Here’s our proposal:
class AccumMetric(Metric):
"Stores predictions and targets on CPU in accumulate to perform final calculations with `func`."
def __init__(self, func, dim_argmax=None, sigmoid=False, softmax=False, proba=False, thresh=None, to_np=False, invert_arg=False,
flatten=True, **kwargs):
store_attr(self,'func,dim_argmax,sigmoid,softmax,proba,thresh,flatten')
self.to_np,self.invert_args,self.kwargs = to_np,invert_arg,kwargs
def reset(self): self.targs,self.preds = [],[]
def accumulate(self, learn):
pred = learn.pred.argmax(dim=self.dim_argmax) if (self.dim_argmax and not self.proba) else learn.pred
if self.sigmoid: pred = torch.sigmoid(pred)
if self.thresh: pred = (pred >= self.thresh)
if self.softmax:
pred = F.softmax(pred, dim=-1)
if learn.dls.c == 2: pred = pred[:, -1]
targ = learn.y
pred,targ = to_detach(pred),to_detach(targ)
if self.flatten: pred,targ = flatten_check(pred,targ)
self.preds.append(pred)
self.targs.append(targ)
@property
def value(self):
if len(self.preds) == 0: return
preds,targs = torch.cat(self.preds),torch.cat(self.targs)
if self.to_np: preds,targs = preds.numpy(),targs.numpy()
return self.func(targs, preds, **self.kwargs) if self.invert_args else self.func(preds, targs, **self.kwargs)
@property
def name(self): return self.func.func.__name__ if hasattr(self.func, 'func') else self.func.__name__
def skm_to_fastai(func, is_class=True, thresh=None, axis=-1, sigmoid=None, softmax=False, proba=False, **kwargs):
"Convert `func` from sklearn.metrics to a fastai metric"

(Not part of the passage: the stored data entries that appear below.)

Issue #295, opened 2022-08-08
org.eclipse.swt.tests.junit.Test_org_eclipse_swt_graphics_TextLayout.test_getLineOffsets fail on master


laeubi:
See https://ci.eclipse.org/platform/job/eclipse.platform.swt/job/master/571/testReport/junit/org.eclipse.swt.tests.junit/Test_org_eclipse_swt_graphics_TextLayout/test_getLineOffsets/

joel-majano:
Getting a 404 Error on that link. I would link to https://ci.eclipse.org/platform/job/eclipse.platform.swt/job/master/ then look at the latest build (currently #576).

laeubi:
571 is gone but the just finished master shows the same problem:
https://ci.eclipse.org/platform/job/eclipse.platform.swt/job/master/576/testReport/junit/org.eclipse.swt.tests.junit/Test_org_eclipse_swt_graphics_TextLayout/test_getLineOffsets/

lshanmug:
I assume this is on Linux as the Jenkins job runs the tests the Linux. Also, this failure is not seen in the I-build test results - https://download.eclipse.org/eclipse/downloads/drops4/I20220809-1800/testresults/html/org.eclipse.swt.tests_ep425I-unit-cen64-gtk3-java17_linux.gtk.x86_64_17.html

laeubi:
See https://ci.eclipse.org/platform/job/eclipse.platform.swt/job/master/582/#showFailuresLink

akurtakov:
This is caused by Pango 1.44 putting soft hyphenation (SHY) when wrapping now . It's explained in https://blogs.gnome.org/mclasen/2019/07/27/more-text-rendering-updates/ . From the documentation pango_attr_insert_hyphens_new should be cure but I haven't managed to make it work so far.

akurtakov:
One can run `pango-view --text WMWM --wrap word-char --width 28` and see the SHY displayed. There seems to be extra issue on SWT side in g_utf16_pointer_to_offset to consider it thus calculating wrong offsets.

akurtakov:
And `pango-view --wrap word-char --width 28 --markup --text "<span insert_hyphens='false'>WMWM</span>"` makes the hyphens disappear so this is the ultimate goal for SWT too.

PR #306, opened 2022-08-11
Fix TextLayout.getOffsets on Linux

akurtakov:
Pango started to use soft hyphens when char wrapping starting with
version 1.44 and SWT is not prepared for that thus returning wrong
offsets.
Disabling the hyphens is best as SWT never relied nor used hyphens at
any point in time.
Fixes https://github.com/eclipse-platform/eclipse.platform.swt/issues/295


akurtakov:
Fixes the test failure.

PR #310, opened 2022-08-12
Fix oval window close button on Gtk under Wayland

akurtakov:
This was caused by a fix for
https://bugs.eclipse.org/bugs/show_bug.cgi?id=549117 which set the css
for buttons on latest Gtk versions to have different paddings for
top/bottom and left/right.
Changing it to be equal returns the proper round size of the close
button while preserving the fix in the mentioned.


akurtakov:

dim_argmax = axis if is_class and thresh is None else None
sigmoid = sigmoid if sigmoid is not None else (is_class and thresh is not None)
return AccumMetric(func, dim_argmax=dim_argmax, sigmoid=sigmoid, softmax=softmax, proba=proba, thresh=thresh,
to_np=True, invert_arg=True, **kwargs)
def APScore(axis=-1, average='macro', pos_label=1, sample_weight=None):
"Average Precision for binary single-label classification problems"

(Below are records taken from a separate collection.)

PR #319, opened 2022-08-17
Add problem matcher to github for api and baseline problems

laeubi:
To help people finding problems without looking at the logs.

### DIFF
--- a/.github/matcher.json
+++ b/.github/matcher.json
@@ -1,0 +1,27 @@
+{
+  "problemMatcher": [
+    {
+      "owner": "api-problems",
+      "pattern": [
+        {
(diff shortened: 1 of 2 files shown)


laeubi:
@akurtakov I think freeze period do not really matter here?

akurtakov:
Yes, this one shouldn't be a problem. It's good practice to hold even such commits just on Thu for the sake of simplicity if we have to run a rebuild to have only single change in the gitlog as otherwise we will have to look what the other one is.

laeubi:
> It's good practice to hold even such commits just on Thu for the sake of simplicity if we have to run a rebuild to have only single change in the gitlog as otherwise we will have to look what the other one is.

Alright I think it would be good if the freeze check could add/update a comment that summarize such things (automatically adding when freeze period ends would be useful as well).

akurtakov:
This one needs manual rebase.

return skm_to_fastai(skm.average_precision_score, axis=axis, flatten=False, softmax=True, proba=True,
average=average, pos_label=pos_label, sample_weight=sample_weight)
def APScoreMulti(axis=-1, average='macro', pos_label=1, sample_weight=None):
"Average Precision for multi-label classification problems"

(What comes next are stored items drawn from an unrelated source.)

PR #325, opened 2022-08-18
Replicate Jenkins build in GH action

akurtakov:
This should make
https://github.com/eclipse-platform/eclipse.platform.swt/issues/251
work.

### DIFF
--- a/.github/workflows/maven.yml
+++ b/.github/workflows/maven.yml
@@ -45,6 +45,13 @@ jobs:
         java-version: ${{ matrix.java }}
         distribution: 'temurin'
         cache: maven
+    - name: Build swt.binaries fragments with Maven
+      uses: GabrielBB/xvfb-action@v1
+      with:
+       run: >- 
+        mvn --batch-mode -Pbuild-individual-bundles -DforceContextQualifier=zzz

return skm_to_fastai(skm.average_precision_score, axis=axis, flatten=False, sigmoid=True, proba=True,
average=average, pos_label=pos_label, sample_weight=sample_weight)
def RocAuc(axis=-1, average='macro', sample_weight=None, max_fpr=None, multi_class='raise', labels=None):
"Area Under the Receiver Operating Characteristic Curve for single-label classification problems"
"""use default multi_class ('raise') for binary-class, and 'ovr'(average AUC of each class against the rest)
or 'ovo' (average AUC of all possible pairwise combinations of classes) for multi-class tasks"""
return skm_to_fastai(skm.roc_auc_score, axis=axis, flatten=False, softmax=True, proba=True,
average=average, sample_weight=sample_weight, max_fpr=max_fpr, multi_class=multi_class, labels=labels)
def RocAucMulti(axis=-1, average='macro', sample_weight=None, max_fpr=None):
"Area Under the Receiver Operating Characteristic Curve for multi-label classification problems"
return skm_to_fastai(skm.roc_auc_score, axis=axis, flatten=False, sigmoid=True, proba=True,
average=average, sample_weight=sample_weight, max_fpr=max_fpr)
Please, let us know if we can help you in any way with this.